[THE RECORDS]

PR #273, opened 2017-08-31
Pr/usd maya translator xformable use tf token

elrond79:
### Description of Change(s)

I noticed that the code for handling the xform operator stack import was doing a lot of string comparison, so I changed it over to use much faster TfToken comparison; almost all the information is already available as TfTokens (or can be made into new static token constants), so it should be a definite improvement.  And since we're now using TfTokens, hashmaps should now be fast, so I threw in an accelerator map lookup.

### Fixes Issue(s)
- Small speed gains - my tests show reproducible improvements of 1-2% when importing a file with ~4000 xforms.

### DIFF
--- a/third_party/maya/lib/usdMaya/testenv/testUsdImportXforms.py
+++ b/third_party/maya/lib/usdMaya/testenv/testUsdImportXforms.py
@@ -31,6 +31,7 @@ from maya import standalone
 
 import os
 import unittest
+import pprint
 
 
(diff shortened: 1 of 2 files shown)


elrond79:
For reference, here are the scripts I used for testing (adapted from the test I added):

https://gist.github.com/elrond79/b7b1a1a36331ce6d6148439a1999939c

jtran56:
Filed as internal issue #150395.

PR #991, opened 2019-10-04
 Fix TBB library linkage in hdEmbree

hshakula:
Same motivation and changes as in https://github.com/PixarAnimationStudios/USD/commit/a29529b44b608a4fa2dffd77826444614860ff37


jtran56:
Filed as internal issue #USD-5609.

[/THE RECORDS]

■ REQUIRED WORK
Return only those lines that run from the one containing "Fix TBB library linkage in hdEmbree" through the end of the entries, keeping each exactly as written.

■ OUTPUT BELOW
 Fix TBB library linkage in hdEmbree

hshakula:
Same motivation and changes as in https://github.com/PixarAnimationStudios/USD/commit/a29529b44b608a4fa2dffd77826444614860ff37


jtran56:
Filed as internal issue #USD-5609.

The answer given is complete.